びっくりするかもしれないけど、あなたの、自分の手を汚しながら気づきを体得してゆくそのハードな生き方は、大人になってもつづくよ。残念ながらずーっと人生ハードモードです。ごめんな。
あっこゴリラの手紙抜粋(「#あの頃のジブンに届けたいコトバ」presented by FRISK より)
あっこゴリラ:こういった企画だと、成功して満たされた大人からくすぶっている子どもに向けたメッセージになりやすいと思うんですけど、私は当時のやり方と変わっていないと伝えたくて。

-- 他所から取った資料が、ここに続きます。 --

PR #10738, opened 2022-06-24
Fix locking when cloning data.

asvitkine:
Fix locking when cloning data.

Since cloneGameData() internally acquires a lock, the callers don't need to hold one. This fixes an issue where the caller might hold a read lock when calling into clone, which requires a write lock, causing a self-deadlock.

### DIFF
--- a/game-app/game-core/src/main/java/games/strategy/triplea/ui/TripleAFrame.java
+++ b/game-app/game-core/src/main/java/games/strategy/triplea/ui/TripleAFrame.java
@@ -1744,7 +1744,7 @@ public final class TripleAFrame extends JFrame implements QuitHandler {
     inGame.set(false);
     setWidgetActivation();
     final GameData clonedGameData;
-    try (GameData.Unlocker ignored = data.acquireReadLock()) {
+    try (GameData.Unlocker ignored = data.acquireWriteLock()) {
       // we want to use a clone of the data, so we can make changes to it as we walk up and down the
       // history
       final var cloneOptions = GameDataManager.Options.builder().withHistory(true).build();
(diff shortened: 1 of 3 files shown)


game-app/game-core/src/main/java/games/strategy/triplea/ui/TripleAFrame.java
```diff
@@ -1744,7 +1744,7 @@ private void showHistory() {
     inGame.set(false);
     setWidgetActivation();
     final GameData clonedGameData;
-    try (GameData.Unlocker ignored = data.acquireReadLock()) {
+    try (GameData.Unlocker ignored = data.acquireWriteLock()) {
```
RoiEXLab, line 1747: Why the write lock here all of the sudden?

game-app/game-core/src/main/java/games/strategy/triplea/ui/menubar/ExportMenu.java
```diff
@@ -162,14 +162,14 @@ private void createAndSaveStats(final boolean showPhaseStats) {
...
       return;
     }
+    final var cloneOptions = GameDataManager.Options.builder().withHistory(true).build();
+    final GameData clone = GameDataUtils.cloneGameData(gameData, cloneOptions).orElse(null);
+    if (clone == null) {
+      return;
+    }
     try (PrintWriter writer =
             new PrintWriter(chooser.getSelectedFile(), StandardCharsets.UTF_8.toString());
         GameData.Unlocker ignored = gameData.acquireReadLock()) {
```
RoiEXLab, line 172: Why is a lock to gameData held here, shouldn't it use the clone?

game-app/game-core/src/main/java/games/strategy/triplea/ui/TripleAFrame.java
asvitkine: We're removing a listener on the data, which is a write operation.

game-app/game-core/src/main/java/games/strategy/triplea/ui/menubar/ExportMenu.java
asvitkine: It still uses gameData though. Agree that it can probably use the clone though.

PR #10744, opened 2022-06-24
Avoid null message when lobby message is not set

RoiEXLab:
Just a minor thing that annoys me when using a local lobby without any data


DanVanAtta (approved):

DanVanAtta:
@RoiEXLab this is a problem for a prod 2.6 as well. Previously the `lobby_message` came from `triplea_maps.yaml`. We now instead have an Http endpoint that is now returning an equivalent JSON based on database data. Hence why the lobby message value is null. I don't think it's been really decided how to resolve that problem one way or another.

PR #10745, opened 2022-06-24
Don't call network code from UI

RoiEXLab:

This changed makes sure code that potentially is run over the network does not block the UI thread.
Also the exceptions no longer pop up in the console after this which is nice.


RoiEXLab:
Whoops wrong branch

PR #10746, opened 2022-06-24
Don't call network code from UI

RoiEXLab:

This changed makes sure code that potentially is run over the network does not block the UI thread.
Also the exceptions no longer pop up in the console after this which is nice.

### DIFF
--- a/game-app/game-core/src/main/java/games/strategy/engine/framework/network/ui/SetMapClientAction.java
+++ b/game-app/game-core/src/main/java/games/strategy/engine/framework/network/ui/SetMapClientAction.java
@@ -1,5 +1,6 @@
 package games.strategy.engine.framework.network.ui;
 
+import com.google.common.base.Preconditions;
 import games.strategy.engine.framework.startup.mc.IServerStartupRemote;
 import java.awt.Component;
 import java.util.Collection;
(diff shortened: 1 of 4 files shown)


game-app/game-core/src/main/java/games/strategy/engine/framework/network/ui/SetMapClientAction.java
```diff
@@ -50,6 +46,7 @@ public void actionPerformed(final ActionEvent e) {
     if (name == null || name.length() <= 1) {
       return;
     }
-    serverStartupRemote.changeServerGameTo(name);
+    // don't block UI thread
```
DanVanAtta, line 49: Rather than a comment - it might  be better documentation to have a 'precondition' check that the current thread is the EDT.

DanVanAtta (approved):
Looks good :+1: 
One comment to consider

game-app/game-core/src/main/java/games/strategy/engine/framework/network/ui/SetMapClientAction.java
RoiEXLab: That's a good idea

あの頃はもっと合理的に生きたいと思っていたんですよ。でも、ハウツーが何億通りもありすぎてどれを信じて良いか分からなかったし、上手くできなかった。だから、とにかく自分の手を汚していくスタイルを取ったけど、そのやり方じゃないと自分自身が納得いかないこともあり、結果的に私はその方法でオッケーだったと思っていて。世の中の正解じゃなくて、自分の正解を育んでいけば良い。そういう気持ちでこの1文を書きました。
タカノ:あの頃のスタイルは大人になっても続いていくよっていうね。でも、そんな中であっこゴリラさんはラップと出会い、ピタッとハマる生き方を見つけたわけで。
あっこゴリラ:私の場合はエネルギーをドラムで発散することはできても、世の中に対する疑問と答えがリンクしていく感覚を見つけられなかったんです。そこでラップと出会い、言葉とリズムが噛み合ったことで、自分の生き方とその音楽の手法が合っていると思えた。だから、これまでの悩みに関しては、ラップに出会うまでの旅だったのかなと。そうやって自分にハマるものに出会えたので、「その生き方を続けていても、どこかで合うやり方を見つけられるから大丈夫だよ」と言いたいですね。
タカノ:沢山のものにトライしたからこそ、出会えた側面もあると思います。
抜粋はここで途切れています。